Левинсон приподнимает бровь; мгновение — и он уже сидит на поручне кресла Анаит, опершись локтем на подголовник. Та же противоестественная ломаная поза, что и у Джона, но здесь она объяснима: не желает показывать, что сильно ограничен в движениях, и хочется попросить: не надо, пожалуйста. Не притворяйтесь… Но щемящее ощущение: нельзя, нельзя — перехватывает горло.
— Нас было четверо, — продолжает Шварц. — Я, Саша, Моран — и эта железяка. Мы все были на Кубе, нам всем не понравилось, а итоги разбирательства нам не понравились еще больше. Наверное, все дальнейшее — моя вина. Я старше Морана на пятнадцать лет и был старше по званию.
— Этого, — тянет Левинсон, — ты мне раньше не рассказывал. Что интересно, мне и Моран этого раньше не рассказывал. Позволь догадаться, он к тому времени уже успел обзавестись покровителем — и пошел к нему?
— Представления Ричарда Личфилда о правосудии… в достаточной степени совпадали с нашими. Во всяком случае, дело, которое обошлось бы мне довольно дорого, закончилось списанием по состоянию здоровья и переводом на преподавательскую работу. Я не испытывал особой благодарности — предпочел бы сам тонуть и сам спасаться, но Моран всегда был… гиперлоялен по отношению к тем, кого считал «своими людьми». Не следовало ждать от него иного.

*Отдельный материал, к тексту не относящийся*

PR #456, opened 2019-01-08
Tokenizer name as config param

iftenney:
Passed to `Task` constructor. Currently used by edge probing to select retokenized data, but can also be used (not yet implemented) to run tokenizers when the data is loaded.


src/preprocess.py
```diff
@@ -228,35 +228,37 @@ def build_tasks(args):
...
 
     # 1) create / load tasks
-    tasks, train_task_names, eval_task_names = \
-        get_tasks(parse_task_list_arg(args.pretrain_tasks),
-                  parse_task_list_arg(args.target_tasks), args.max_seq_len,
-                  path=args.data_dir, scratch_path=args.exp_dir,
-                  load_pkl=bool(not args.reload_tasks),
-                  nli_prob_probe_path=args['nli-prob'].probe_path,
-                  max_targ_v_size=args.max_targ_word_v_size)
+    tasks, train_task_names, eval_task_names = get_tasks(args)
```
W4ngatang: looks like this already includes the `get_tasks` refactor?

src/preprocess.py
```diff
@@ -391,52 +393,62 @@ def parse_task_list_arg(task_list):
             task_names.append(task_name)
     return task_names
 
-
-def get_tasks(train_task_names, eval_task_names, max_seq_len, path=None,
-              scratch_path=None, load_pkl=1, nli_prob_probe_path=None,
-              max_targ_v_size=20000):
+def _get_task(name, args, data_path, scratch_path):
```
W4ngatang: I'm assuming this is the same as in the other PR

src/tasks/tasks.py
```diff
@@ -138,15 +139,13 @@ def count_examples(self, splits=['train', 'val', 'test']):
             count = self.get_num_examples(st)
             self.example_counts[split] = count
 
+    def tokenizer_is_supported(self, tokenizer_name):
+        ''' Check if the tokenizer is supported for this task. '''
+        return tokenizer_name == utils.TOKENIZER.__class__.__name__
```
W4ngatang: isn't this always `MosesTokenizer`? I'm not seeing where in utils this might change if you specify a different tokenizer.

src/tasks/tasks.py
```diff
@@ -412,14 +406,11 @@ def get_sentences(self) -> Iterable[Sequence[str]]:
                 yield sent
 
 
+@register_task('bwb', rel_path='BWB/')
 class WikiTextLMTask(LanguageModelingTask):
```
W4ngatang: there's something funky going on here...

We might as well merge rename this class (I think the only difference with the base LM class is that we assume a particular format of the raw data) and merge it with the Wiki103 task, maybe even with the base LM class?

W4ngatang: though maybe this is an issue for a different PR

src/tasks/tasks.py
```diff
@@ -707,11 +687,12 @@ def get_metrics(self, reset=False):
 
 
 @register_task('qqp', rel_path='QQP/')
+@register_task('qqp-alt', rel_path='QQP/')  # second copy for different params
```
W4ngatang: I think the original motivation for structuring the `-alt` tasks is that you could have attention for the `-alt`, but not the original task. Does this setup still allow us to do that?

W4ngatang: I think yes because modules are based on names and not the actual task class, but we should test to make sure...

src/tasks/tasks.py
```diff
@@ -1457,12 +1339,15 @@ def load_data(self, path, max_seq_len):
         log.info("\tFinished loading JOCI data.")
 
 
+@register_task('wmt_debug', rel_path='wmt_debug/', max_targ_v_size=5000)
```
W4ngatang: do we want to keep this debug example?

src/tasks/tasks.py
```diff
@@ -1811,31 +1671,14 @@ def _make_instance(input1, input2, labels):
...
-class DisSentWikiBigFullTask(DisSentTask):
-    ''' Task class for DisSent with Wikitext 103 considering clauses from within a single sentence
-        or across two sentences.
-        Data sets should be prepared as described in Nie, Bennett, and Goodman (2017) '''
-
-    def __init__(self, path, max_seq_len, name="dissentwikifullbig"):
-        super().__init__(path, max_seq_len, "wikitext.dissent.big", name)
-
-
+# TODO: does this even work? What is n_classes for this?
```
W4ngatang: I think `n_classes = 8` for all DisSent tasks.
I think we didn't use `DisSentWikiSingleTask`.
Maybe @tommccoy1 can comment on if that's right, and if it's okay to delete the within-sentence task?

src/tasks/tasks.py
iftenney: Yes; I'm just referencing that so it doesn't need to be defined in as many places.

src/tasks/tasks.py
iftenney: Yeah, I didn't want to do anything that I couldn't easily tell was a no-op.

src/tasks/tasks.py
iftenney: I didn't find any references for the alt class names, only for the actual task names. Can you verify this?

src/tasks/tasks.py
iftenney: Let's leave as a TODO for now so that this PR stays a no-op.

src/tasks/tasks.py
iftenney: Let's leave as a TODO for now so that this PR stays a no-op.

src/preprocess.py
iftenney: Whoops, will merge that in and update this.

iftenney:
@W4ngatang : the changes to `tasks.py` are part of #454 - can you comment there?

src/tasks/tasks.py
W4ngatang: Gotcha. Just to check my understanding, a task with different tokenization should overwrite this to something like `tokenizer_name in [tokenizer1, tokenizer2, ...]`?

And once BERT is supported, this should look something like `tokenizer_name in [MosesTokenizer, BERTTokenizer]`?

config/defaults.conf
```diff
@@ -160,7 +160,12 @@ max_targ_word_v_size = 20000  // Maximum target word vocab size for seq2seq task
 
 
 // Input Handling //
-
+tokenizer = "MosesTokenizer"  // The name of the tokenizer, passed to the Task constructor for appropriate
+                              // handling during data loading. It's expected that all tasks use the same 
+                              // tokenizer; doing otherwise will cause an error.
+                              // 'MosesTokenizer' is the default. Use "" for edge probing tasks to use the
+                              // native tokenization, or one of 'OpenAI.BPE',
```
W4ngatang: can we clarify what "native tokenization" here is?

src/tasks/tasks.py
W4ngatang: cool, thanks!

config/defaults.conf
W4ngatang: gotcha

Так я подумал. Тогда.
— Ты почему мне все-таки ничего не сказал? Я-то был уверен, что ты приземлился здесь как я сам — почти по собственному.
— Потому что мне дали понять, очень ясно дали понять, что меня могли сдать только свои. Моран не знал, кто — но не сомневался, что кто-то был.
— Дурак, — говорит Левинсон.
— Не спорю. В общем, лет через пять я захотел уйти — преподавать не мое дело, и не спорь, не мое. Моран очень долго уговаривал меня остаться. А уговорил меня Личфилд. Напомнив о сроке давности, о том, что улики не уничтожены и о неблагодарности.
— Моран?.. — изумленно спрашивает Анаит.
— Он, кажется, сам и не заметил, что в своей преданности делу — университету — перешел некую грань, — морщится Шварц. — Нет, он едва ли просил надавить на меня. Наверняка он просто пожаловался на такую потерю. И я остался. Тепло, светло и мухи не кусают, в конце концов.
— И ты так и не пытался разобраться? Мы же, в конце концов, все здесь были… Я иногда тебе удивляюсь, все-таки. Ладно, практические соображения, но я бы, например, просто от любопытства помер бы, сидя и не зная. Дальше случился переворот — как я понимаю, ты пришел к Морану предупреждать об уходе — и в этот раз тебя начал шантажировать уже он? А какое колесико у него в голове отказало?
Господи, думает Анаит… если это так, то Моран угрожал Шварцу тем, что погубит его, возможно, себя, и еще двух человек.
— Он считал, что это я не всерьез. И что я могу пойти на таран просто из принципа, но не стану же я подставлять вас. Теперь это все получило новую окраску. После того как Личфилда так удачно снесли, разоблачение его методов и преступлений, которые он покрывал… Вот тебе и ненависть. Я многое пересмотрел за этот год, как ты понимаешь.
— И все еще считаешь, что это могли быть я или Саша? Или убедился, что она?